■ **Exercise objective**
Check the lines of the listing below for the word "context", and state only how many have it.

** Opening Exercise data block **

PR #3210, opened 2024-11-13
[CGMES] Less internal connections created at import

flo-dup:

No

Feature

Each connectable and switch is created with two nodes at each end, one for the cim:ConnectivityNode, one for the cim:Terminal. The two nodes are connected with an InternalConnection. This leads to a verbose iidm file with an excessive number of InternalConnections.

When the configuration is the following:
- `iidm.import.cgmes.create-fictitious-switches-for-disconnected-terminals-mode` is `NEVER` (default value is `ALWAYS`)
- and `iidm.import.cgmes.create-busbar-section-for-every-connectivity-node` is `false` (which is the default value)

The InternalConnection is created only if needed:
- if there's only one Connectable at the ConnectivityNode, no InternalConnection
- if there are two Connectables at the ConnectivityNode, only one InternalConnection is created, for the first Connectable encountered (instead of one for each)
- if there are more than two Connectables, one InternalConnection is created between each terminal and the ConnectivityNode, except for the BusbarSection case:
   - if there's exactly one BusbarSection among the connectables, the InternalConnection are created between this BusbarSection and the other connectables
   - if there's more than one BusbarSection (does not make so much sense, but exists in real data), the InternalConnections are created between the first BusbarSection and all the other Connectables, including the other BusbarSections.

- [ ] Yes
- [x] No


zamarrenolm:
Just one quick consideration: could all these rules/simplification of the underlying connectivity model be moved to a post-processor after import (or a network modification). This way it could be useful for all importers, in a centralised way, and we should not need to consider them in every importer that have to handle. For example, recent versions of PSSE (35 and later) support node/breaker models where we could face similar problems.

flo-dup:
> Just one quick consideration: could all these rules/simplification of the underlying connectivity model be moved to a post-processor after import (or a network modification). This way it could be useful for all importers, in a centralised way, and we should not need to consider them in every importer that have to handle. For example, recent versions of PSSE (35 and later) support node/breaker models where we could face similar problems.

Thanks for pointing out that similarity with PSSE! We should rather centralize it in a utility method, post-processing is not the good way to go, in terms of performance, robustness, and readability. That's at the cost of handling the utility method call (and map building beforehand) in each importer, and having an abstraction which allows it. If that's not possible, I think we should rather duplicate the logic than putting it in a common postprocessing.

flo-dup:
> Just one quick consideration: could all these rules/simplification of the underlying connectivity model be moved to a post-processor after import (or a network modification). This way it could be useful for all importers, in a centralised way, and we should not need to consider them in every importer that have to handle. For example, recent versions of PSSE (35 and later) support node/breaker models where we could face similar problems.

Thanks for pointing out that similarity with PSSE! But we should rather centralize it in a utility method. Post-processing is not the good way to go I think (in terms of performance, robustness, and readability). That's at the cost of handling the utility method call (and map building beforehand) in each importer, and having an abstraction which allows it, sure. If that's not possible, I think we should rather duplicate the logic than putting it in a common postprocessing.

cgmes/cgmes-conversion/src/main/java/com/powsybl/cgmes/conversion/NodeMapping.java
```diff
@@ -47,47 +49,123 @@ public int iidmNodeForTerminal(CgmesTerminal t, boolean isSwitchEnd, VoltageLeve
...
+            sw.setProperty(Conversion.PROPERTY_IS_CREATED_FOR_DISCONNECTED_TERMINAL, "true");
         }
+    }
+
+    private boolean isFirstBbsAtConnectivityNode(CgmesTerminal t, List<CgmesTerminal> connectivityNodeTerminals) {
+        return connectivityNodeTerminals.stream()
+                .filter(t1 -> t != t1)
+                .filter(NodeMapping::isBusbarSectionTerminal)
+                .noneMatch(t1 -> cgmes2iidm.containsKey(t1.id()));
+    }
```
olperr1, line 165: This method is not used anymore.

cgmes/cgmes-conversion/src/main/java/com/powsybl/cgmes/conversion/NodeMapping.java
```diff
@@ -47,47 +49,123 @@ public int iidmNodeForTerminal(CgmesTerminal t, boolean isSwitchEnd, VoltageLeve
...
+                CgmesTerminal t1 = connectivityNodeTerminals.get(1);
+                if (!isBusbarSectionTerminal(t0) && isBusbarSectionTerminal(t1)) {
+                    oneIidmNodeForBothTerminalAndConnectivityNode(t1, vl);
+                    createInternalConnection(t0, vl);
+                } else {
+                    oneIidmNodeForBothTerminalAndConnectivityNode(t0, vl);
+                    createInternalConnection(t1, vl);
+                }
+            }
+            default -> {
```
olperr1, line 104: Can you add a unit test with more than 2 terminals at one ConnectivityNode?

olperr1 (changes requested):

flo-dup:
Tested on ENTSO-E CGMES sample data SmallGrid/NodeBreaker
|| Without this PR    | With this PR |
|:----------------:|:----------------:|:------------------------:|
|       iidm export file size       |       630ko       |          450ko           |
|       internal connections       |       2834       |          136           |
|       read time on my laptop (averaged over 100 iterations)       |       0.81094s       |          0.80416s           |

cgmes/cgmes-conversion/src/main/java/com/powsybl/cgmes/conversion/NodeMapping.java
```diff
@@ -47,47 +49,123 @@ public int iidmNodeForTerminal(CgmesTerminal t, boolean isSwitchEnd, VoltageLeve
...
+                for (CgmesTerminal t : connectivityNodeTerminals) {
+                    if (isBusbarSectionTerminal(t) && !bbsEncountered) {
+                        oneIidmNodeForBothTerminalAndConnectivityNode(t, vl);
+                        bbsEncountered = true;
+                    } else {
+                        // Add internal connection from terminal to connectivity node as iidm can only handle one terminal per node
+                        // For node-breaker models we create an internal connection between the terminal and its connectivity node
+                        createInternalConnection(t, vl);
+                    }
+                }
```
rcourtier, line 119: In case there are more than 2 non-busbarsection terminals, you could place the first terminal at the connectivity node. The same way you say if it is a busbar, I place it at the connectivity node, you could do that for the first element of the list if none is a busbarsection. That would create one less node and internal connection.
I would also understand you prefer to keep it that way, as your current implementation keeps the essence of multiple elements (all having their own node) connected through a common node coupling them all.

rcourtier (changes requested):

cgmes/cgmes-conversion/src/main/java/com/powsybl/cgmes/conversion/NodeMapping.java
flo-dup: Unit test added covering all cases.

olperr1 (approved):

cgmes/cgmes-conversion/src/main/java/com/powsybl/cgmes/conversion/NodeMapping.java
```diff
@@ -47,47 +51,121 @@ public int iidmNodeForTerminal(CgmesTerminal t, boolean isSwitchEnd, VoltageLeve
...
+            } else if (!cgmes2iidm.containsKey(t.id())) {
+                // Create internal connections but only if too many terminals on connectivity node
+                createInternalConnectionsIfNeeded(t.connectivityNode(), vl);
+            }
+        } else {
+            boolean connected = t.connected() && equipmentIsConnected;
+            if (!connected && createFictitiousSwitch(fictSwCreationMode, isSwitchEnd)) {
+                createFictitiousSwitch(t, vl);
+            } else {
+                createInternalConnection(t, vl);
```
rcourtier, line 74: You don't have to systematically create a node for the terminal and an internal connection between the terminal's node and the connectivitynode's node. You could do it only if needed, that is if 2 or more connected non-switch equipments share that terminal's connectivity node.

cgmes/cgmes-conversion/src/test/java/com/powsybl/cgmes/conversion/CgmesImportMultiTerminalConnectivityNodesTest.java
```diff
@@ -0,0 +1,129 @@
...
+
+    @Test
+    void testNever() {
+        Properties cgmesImportParameters = new Properties();
+        cgmesImportParameters.put(CgmesImport.CREATE_FICTITIOUS_SWITCHES_FOR_DISCONNECTED_TERMINALS_MODE, "NEVER");
+        Network network = Network.read("multiTerminalConnectivityNodes.xml",
+                getClass().getResourceAsStream("/multiTerminalConnectivityNodes.xml"),
+                LocalComputationManager.getDefault(),
+                ImportConfig.load(),
+                cgmesImportParameters);
```
rcourtier, line 38: To simplify the import, you may use a method from ConversionUtil class in com.powsybl.cgmes.conversion.test package:
```java
public static Network readCgmesResources(Properties properties, String dir, String... files)
```
That may be especially handy when you need to read several files (like EQ and SSH instance).

rcourtier (changes requested):

zamarrenolm:
Unit test fails: `EquipmentExportTest.miniGridCgmesExportPreservingOriginalClassesOfGenerators`.

The test converts a CGMES network to IIDM, writes it back to CGMES and re-imports to verify that specific classes of generators have been preserved.

The number of nodes in IIDM in the first import and the second one are different. This must be understood; it is not clear why it happens.

If the behaviour is ok and both networks are equivalent, the attribute that makes the comparison fail (`network/substation/voltageLevel/generator/@node`) could be ignored using the `DifferenceEvaluator`, in the same way other non relevant differences are skipped.

olperr1:
Impacted by the "1 EQ / 24 SSH" PRs.

cgmes/cgmes-conversion/src/main/java/com/powsybl/cgmes/conversion/elements/AbstractConductingEquipmentConversion.java
```diff
@@ -198,6 +198,13 @@ public DanglingLine convertToDanglingLine(String eqInstance, int boundarySide, d
             throw new PowsyblException(String.format("Unexpected boundarySide and modelSide at boundaryNode: %s", boundaryNode));
         }
 
+        // The IIDM dangling line comes from a CGMES switch. Its terminals haven't been added to the mapping.
```
marqueslanauja: Maybe clarify the comment, since not all dangling lines come from a switch

`When the IIDM dangling line comes from a CGMES switch, its terminals haven't been added to the mapping.`

cgmes/cgmes-conversion/src/main/java/com/powsybl/cgmes/conversion/elements/TerminalConversion.java
```diff
@@ -130,9 +131,17 @@ private static void moveSwitchNode(Switch sw, int node, int newNode) {
 
     private static void createSwitchForTerminal(Terminal terminal, String cgmesTerminalId, Context context) {
         int node = terminal.getNodeBreakerView().getNode();
-        int newNode = terminal.getVoltageLevel().getNodeBreakerView().getMaximumNodeIndex() + 1;
-        createSwitch(terminal.getVoltageLevel(), cgmesTerminalId, node, newNode, context);
-        terminal.getNodeBreakerView().moveConnectable(newNode, terminal.getVoltageLevel().getId());
+        List<Integer> nodesInternalConnectedTo = terminal.getVoltageLevel().getNodeBreakerView().getNodesInternalConnectedTo(node);
+        if (nodesInternalConnectedTo.size() == 1) {
```
marqueslanauja: This is only valid if there are no switches connected to the node (i.e., only one internal connection). Theoretically, this is possible, but depending on your implementation, it might no longer hold. Still, it's better to check to avoid future malfunctions after potential changes to your implementation


image

cgmes/cgmes-conversion/src/main/java/com/powsybl/cgmes/conversion/elements/AbstractConductingEquipmentConversion.java
rcourtier: Change applied!

cgmes/cgmes-conversion/src/main/java/com/powsybl/cgmes/conversion/elements/TerminalConversion.java
rcourtier: You are right. Thanks for catching that!
Change applied!

rcourtier:
> I've tested with real networks, and it works fine. In some cases, there is an unnecessary internal connection that always appears under the same configuration: a node without connectables acting as the starting point for all internal connections to the connectables. In all these cases, it's possible to remove one internal connection and move its connectable to the initial point.
> 
> Might this configuration be intentional to simplify graphical visualization?

Well actually no. The need to simplify graphical visualization and graph traversals mainly appears when one of the connectable of the 3+ connection to the node is a bus bar section. When that is the case, the bus bar section and its node become the central elements, and other equipments get connected to it through an internal connection.

We didn't want to have other kinds of connectable be as central connection-wise as the bus bar sections, so we created on purpose this central node with no connectable directly attached to it, but with internal connections to the other equipments.

In addition of having no other central equipments than bus bar sections, one advantage is that in case of the network being manually modified, it's possible to remove any one of the connectable sharing the central node (and its internal connection to it) without changing anything else.

jeandemanged:
Hello @flo-dup , @marqueslanauja , @rcourtier ,

Just wondering, won't this change prevent us in the future to have persistent / stable connectivity nodes mRIDs that are preserved on an import/export round-trip?

rcourtier:
> Hello @flo-dup , @marqueslanauja , @rcourtier ,
> 
> Just wondering, won't this change prevent us in the future to have persistent / stable connectivity nodes mRIDs that are preserved on an import/export round-trip?

Hi @jeandemanged 
It won't prevent us to have stable ConnectivityNode rdf:Id. The CGMES ConnectivityNode are still always mapped to IIDM nodes. The main change performed here is to not systematically create an IIDM node corresponding to the CGMES Terminal (and that goes with that, not systematically create the internal connection), which reduces the total number of IIDM nodes and internal connections.

jeandemanged:
> > Hello @flo-dup , @marqueslanauja , @rcourtier ,
> > Just wondering, won't this change prevent us in the future to have persistent / stable connectivity nodes mRIDs that are preserved on an import/export round-trip?
> 
> Hi @jeandemanged It won't prevent us to have stable ConnectivityNode rdf:Id. The CGMES ConnectivityNode are still always mapped to IIDM nodes. The main change performed here is to not systematically create an IIDM node corresponding to the CGMES Terminal (and that goes with that, not systematically create the internal connection), which reduces the total number of IIDM nodes and internal connections.

Ha indeed, you are correct, very good then. Thank you.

** Closing Exercise data block **

■ **Solution to the exercise**
2